* Action item
Copy each line containing the word "convertNonRecFuncDecls" from the records that follow, please.

Input for this task: Begin

PR #51, opened 2020-06-04
Refine inlining recursively and adapt function ordering in Coq code

### LINKED ISSUE #7: Generated Coq code defines functions in uncompilable order and misses an argument unpacking
### Description

The generated code defines two functions (a called and a calling one) in the wrong order, such that the called one is not in scope. Simply interchanging the functions solves this.

Moreover one of the generated functions rightly defines a local function `f_0` but never calls it. Instead the function `f` (not in scope) is called and the unpacking scheme using `>>=` is ignored.

### Steps to Reproduce

Compile the following Haskell code:

```haskell
module ZigZag where

data Tree a = Leaf a | Node (Tree a) (Tree a)


{-# FreeC zigzag DECREASES ON ARGUMENT 1 #-}
zigzag :: Tree Bool -> Bool
zigzag t = zig t

zig:: Tree Bool -> Bool
zig (Leaf n) = n
zig (Node t1 t2) = zag t1

zag:: Tree Bool -> Bool
zag (Leaf n) = n
zag (Node t1 t2) = zigzag t2
```
with the following command

```bash
freec --transform-pattern-matching ZigZag.hs
```

#### Expected behavior

The example above should produce valid Coq code.

#### Actual behavior

In the generated helper function `zag_0`, the definition of `zigzag` is inlined but the definition of `zig` is not inlined recursively. The main function for `zig` is not yet defined at this point.

```coq
Fixpoint zag_0 (Shape : Type) (Pos : Shape -> Type) (a7
                 : Tree Shape Pos (Bool Shape Pos)) {struct a7} : Free Shape Pos (Bool Shape
                                                                                       Pos)
           := match a7 with
              | leaf a8 => a8
              | node a10 a11 => zig Shape Pos a11 (* <-- not inlined correctly *)
              end
with zig_0 (Shape : Type) (Pos : Shape -> Type) (a0
             : Tree Shape Pos (Bool Shape Pos)) {struct a0} : Free Shape Pos (Bool Shape
                                                                                   Pos)
       := match a0 with
          | leaf a1 => a1
          | node a3 a4 =>
              a3 >>= (fun (a3_0 : Tree Shape Pos (Bool Shape Pos)) => zag_0 Shape Pos a3_0)
          end.
```

Additionally, the generated main functions occur out of order.

```coq
Definition zag (Shape : Type) (Pos : Shape -> Type) (a7
    : Free Shape Pos (Tree Shape Pos (Bool Shape Pos)))
   : Free Shape Pos (Bool Shape Pos) :=
  a7 >>= (fun (a7_0 : Tree Shape Pos (Bool Shape Pos)) => zag_0 Shape Pos a7_0).

Definition zigzag (Shape : Type) (Pos : Shape -> Type) (t
    : Free Shape Pos (Tree Shape Pos (Bool Shape Pos)))
   : Free Shape Pos (Bool Shape Pos) :=
  zig Shape Pos t. (* <-- `zig` is used here but defined later *)

Definition zig (Shape : Type) (Pos : Shape -> Type) (a0
    : Free Shape Pos (Tree Shape Pos (Bool Shape Pos)))
   : Free Shape Pos (Bool Shape Pos) :=
  a0 >>= (fun (a0_0 : Tree Shape Pos (Bool Shape Pos)) => zig_0 Shape Pos a0_0).
```

### Versions

 - `freec --version`: 0.1.0.0
 - `ghc --version`: 8.6.5
 - `cabal --version`: 2.4.1.0
 - `coqc --version`: 8.9.0
 - OS: Windows

### Known workarounds

Replacing the last line by `zag (Node t1 t2) = zig t2` works just fine.

jo-hanna1997:
As suggested in #7 one run of function inlining applied to the helper function might not be sufficient. 
This is due to possibly long chains of functions beeing defined as other (partial) functions. The inlining process is now repeated as long as no fixpoint is reached. Hereby it is assumed to be sufficient that at each position all available functions should be inlined at most once (in order to guarentee termination).
Furthermore main functions can still be linear dependent on one another and are now sorted correspondingly.


src/lib/FreeC/IR/Inlining.hs
```diff
@@ -76,71 +86,81 @@ inlineExpr decls = inlineAndBind
...
     Just (typeArgs, args, rhs) -> do
       (typeArgs', rhs' ) <- renameTypeArgs typeArgs rhs
       (args'    , rhs'') <- renameArgs args rhs'
       return
-        (map IR.typeVarDeclIdent typeArgs', map IR.varPatIdent args', rhs'')
+        ( map IR.typeVarDeclIdent typeArgs'
+        , map IR.varPatIdent      args'
+        , rhs''
+        , name
+        )
```
just95: I'm wondering whether it is actually necessary to add an additional return value to `inlineExpr'`. As far as I can tell, you have to return `name` because `inlineAndBind` removes the function with that name from the list of functions to inline in the recursive call. But couldn't the recursive call be performed in here?

jo-hanna1997:
The current tests do not consider that main functions (also independet once) will be reordered.
However this happens because an analysis of the dependency graph is now performed on main functions as well. Especially functions independent from one another will now occure in decreasing lexicographic ordering. The current tests do not consider this and I will therefore adjust them.

src/lib/FreeC/IR/Inlining.hs
```diff
@@ -18,6 +18,7 @@ import           FreeC.Monad.Converter
 import           FreeC.Monad.Reporter
 import           FreeC.Pretty
 
+
```
just95: Avoid multiple consecutive blank lines.

src/test/FreeC/Backend/Coq/Converter/FuncDecl/Rec/WithHelpersTests.hs
```diff
@@ -1,5 +1,5 @@
--- | This module contains tests for
---   "FreeC.Backend.Coq.Converter.FuncDecl.Rec.WithHelpers".
+-- | This module contains tests for
+--   "FreeC.Backend.Coq.Converter.FuncDecl.Rec.WithHelpers".
```
just95: There seems to be still some kind of problem with Brittany. As far as I can see, there is no difference between the two lines (other than the line endings, presumably).

just95 (approved):

src/lib/FreeC/Backend/Coq/Converter/FuncDecl/NonRec.hs
```diff
@@ -3,15 +3,28 @@
...
 import           FreeC.Backend.Coq.Converter.Expr
 import           FreeC.Backend.Coq.Converter.FuncDecl.Common
 import qualified FreeC.Backend.Coq.Syntax      as Coq
+import           FreeC.IR.DependencyGraph
 import qualified FreeC.IR.Syntax               as IR
 import           FreeC.Monad.Converter
 
+
+-- | Converts non-recursive but possibly linear dependent Haskell functions
+--   into an ordered list of @Definiton@ sentences such that each definition
```
stu204146-kiel: Typo
Definition instead of Definiton

src/lib/FreeC/Backend/Coq/Converter/FuncDecl/NonRec.hs
```diff
@@ -3,15 +3,28 @@
...
+--   only depends on definitions at preceeding list positions.
+convertNonRecFuncDecls :: [IR.FuncDecl] -> Converter [Coq.Sentence]
+convertNonRecFuncDecls decls =
+  let orderdDecls = concatMap
```
stu204146-kiel: Typo
```suggestion
  let orderedDecls = concatMap
```

src/lib/FreeC/Backend/Coq/Converter/FuncDecl/Rec/WithHelpers.hs
```diff
@@ -1,5 +1,5 @@
 -- | This module contains functions for converting mutually recursive
---   function declarations by spliting when into one or more recursive helper
+--   function declarations by spliting them into one or more recursive helper
```
stu204146-kiel:
```suggestion
--   function declarations by splitting them into one or more recursive helper
```

stu204146-kiel (changes requested):

stu204146-kiel (approved):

Input for this task: End

* Output of the task
+convertNonRecFuncDecls :: [IR.FuncDecl] -> Converter [Coq.Sentence]
+convertNonRecFuncDecls decls =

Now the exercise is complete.